**WHAT TO WORK ON**
Scan the data, and whenever a line contains "fixed", copy it.

**GIVEN INFORMATION**
PR #1581, opened 2020-01-07
[PAR-FT-012020] - María.MUNIZAGA - Ongoing

mmunizaga:


starter-code/css/main.css
```diff
@@ -1,8 +1,168 @@
...
+    align-content: center;
+}
+
+.text-box {
+    flex-direction: column;
+    justify-content: space-between;
+    align-content: center;
+    width: 50%;
+    text-align: left;
+    margin-bottom: 50%;
```
frankmarmier: The margin 50 % causes to have a white space at the bottom of your page, when you take it off it doesnt change anything to the main layout.

starter-code/css/main.css
```diff
@@ -1,8 +1,168 @@
...
+
+.green-box {
+    width: 100%;
+    height: 650px;
+    background-image:url("../images/spotify-icon-white.png");
+    background-position: center;
+    background-size: 100px;
+    background-repeat: no-repeat;
+    background-color: #00B172;
+    position: relative;
```
frankmarmier: You positioned your .green-box relatively, this causes your nav-bar, to appear behind the green-box element when you scroll down.
You can either remove this property because you don't position any element inside your green box absolutely, or you could increase the z-index on the nav-bar to be higher than the green box so it would appear infront of it.

starter-code/css/main.css
```diff
@@ -1,8 +1,168 @@
...
+    padding: 2px;
+    font-size: 1em;
+}
+
+.nav-bar div img {
+    width: 125px;
+}
+
+.conteiner {
+    background-image:url("./../images/landing.jpg");
```
frankmarmier: You could add the property: 
background-position: center;
so the image would be centered and not only the top part of the image would appear due to the fact that you fixed a height to 650px and that the image is a bigger than that.

starter-code/css/main.css
```diff
@@ -1,8 +1,168 @@
...
+    background-repeat: no-repeat;
+    background-size: cover;
+    background-color: transparent;
+    height: 650px;
```
frankmarmier: If you want the ".conteiner" to take the whole screen, as in a landing page, you could set the height to be 100vh, the "vh" unit being the size of the viewport, whether it's on mobile or desktop, it would be 100vh of the device's viewport.

https://developer.mozilla.org/en-US/docs/Learn/CSS/Building_blocks/Values_and_units

You could learn more about the css relative units in the relative section of this page.

starter-code/index.html
```diff
@@ -5,40 +5,76 @@
...
+        <article>
+          <h4>Discover</h4>
+          <p>Enjoy new music every Monday</p>
+          <p>with your own personal playlist.</p>
+          <p>Or sit back and enjoy Radio.</p>
+        </article>
+      </div>
+      <div class="img-box">
+        <img src="images/spotify-app.jpg" alt="app-img">
+      </div>
```
frankmarmier: Here the structure should change a little bit.

I put a better structure below, the reason for this, is that you can see that the box and the image on the left appear below the "yeezy" title.
It's a little detail but it changes the structure a little bit.

And this will of course change the css a little bit

 <section class="green-box">
      <h3>It’s as yeezy as Kanye West.</h3>
      <div class="wrapper">
        <div class="text-box">
          <article>
            <h4>Search</h4>
            <p>Know what you want to listen to?</p>
            <p>Just search and hit play.</p>
          </article>
          <article>
            <h4>Browse</h4>
            <p>Check out the latest charts,</p>
            <p>brand new releases and great</p>
            <p>playlists for right now.</p>
          </article>
          <article>
            <h4>Discover</h4>
            <p>Enjoy new music every Monday</p>
            <p>with your own personal playlist.</p>
            <p>Or sit back and enjoy Radio.</p>
          </article>
        </div>
        <div class="img-box">
          app-img
        </div>
      </div>
    </section>

starter-code/css/main.css
```diff
@@ -1,8 +1,168 @@
...
+}
+
+.service-box p {
+    font-weight: lighter;
+    font-size: 0.8em;
+}
+
+.green-box {
+    width: 100%;
+    height: 650px;
```
frankmarmier: I wouldn't set a fixed height to this green box, i would just let the elements inside make the box grow accordingly to the space they take, otherwise you would have to fix everything within in pixels in order to be able to fit in the 650px available space in height.
In addition if you remove the with 100%, it will fix the margin issue that you had.

starter-code/css/main.css
```diff
@@ -1,8 +1,168 @@
...
+    background-repeat: no-repeat;
+    background-color: #00B172;
+    position: relative;
+    box-sizing: border-box;
+    margin: 0 25px 0;
+    padding: 50px;
+    color: white;
+    display: flex;
+    justify-content: space-between;
+    align-content: center;
```
frankmarmier: You wouldn't need to display flex this element due to the layout change.

CF: the html section i changed.

starter-code/css/main.css
```diff
@@ -1,8 +1,168 @@
...
+    width: 50%;
+    text-align: left;
+    margin-bottom: 50%;
+}
+
+.text-box article p {
+    line-height: 0.6em;
+    font-weight: lighter;
+    font-size: 70%;
```
frankmarmier: It better to set the font-size in px, rem or em, a percentage might change according to the screen size / available space.

starter-code/css/main.css
```diff
@@ -1,8 +1,168 @@
...
+    color: white;
+    display: flex;
+    justify-content: space-between;
+    align-content: center;
+}
+
+.text-box {
+    flex-direction: column;
+    justify-content: space-between;
+    align-content: center;
```
frankmarmier: these properties don't work due to the fact that the element is not displayed flex.

frankmarmier:
Come see me so we can fix a little bit the layout together as i understand that there are alot of comments on this PR haha.

starter-code/index.html
```diff
@@ -5,40 +5,76 @@
...
+        <article>
+          <h4>Search</h4>
+          <p>Know what you want to listen to?</p>
+          <p>Just search and hit play.</p>
+        </article>
+        <article>
+          <h4>Browse</h4>
+          <p>Check out the latest charts,</p>
+          <p>brand new releases and great</p>
+          <p>playlists for right now.</p>
```
frankmarmier: Here you are creating multiple "p" to put them on below another, you should in theory only have 1 p and the text would wrap according to it's container.

starter-code/css/main.css
```diff
@@ -1,8 +1,168 @@
...
+}
+
+.icons {
+    display: flex;
+    justify-content: space-around;
+}
+
+.service-box {
+    width: 200px;
+    height: 200px;
```
frankmarmier: Having a fixed width and height here causes your h4 inside the service box to overlap because it takes more space that the fixed height you have defined.

frankmarmier:
good job !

**RESPONSE**
so the image would be centered and not only the top part of the image would appear due to the fact that you fixed a height to 650px and that the image is a bigger than that.
frankmarmier: I wouldn't set a fixed height to this green box, i would just let the elements inside make the box grow accordingly to the space they take, otherwise you would have to fix everything within in pixels in order to be able to fit in the 650px available space in height.
frankmarmier: Having a fixed width and height here causes your h4 inside the service box to overlap because it takes more space that the fixed height you have defined.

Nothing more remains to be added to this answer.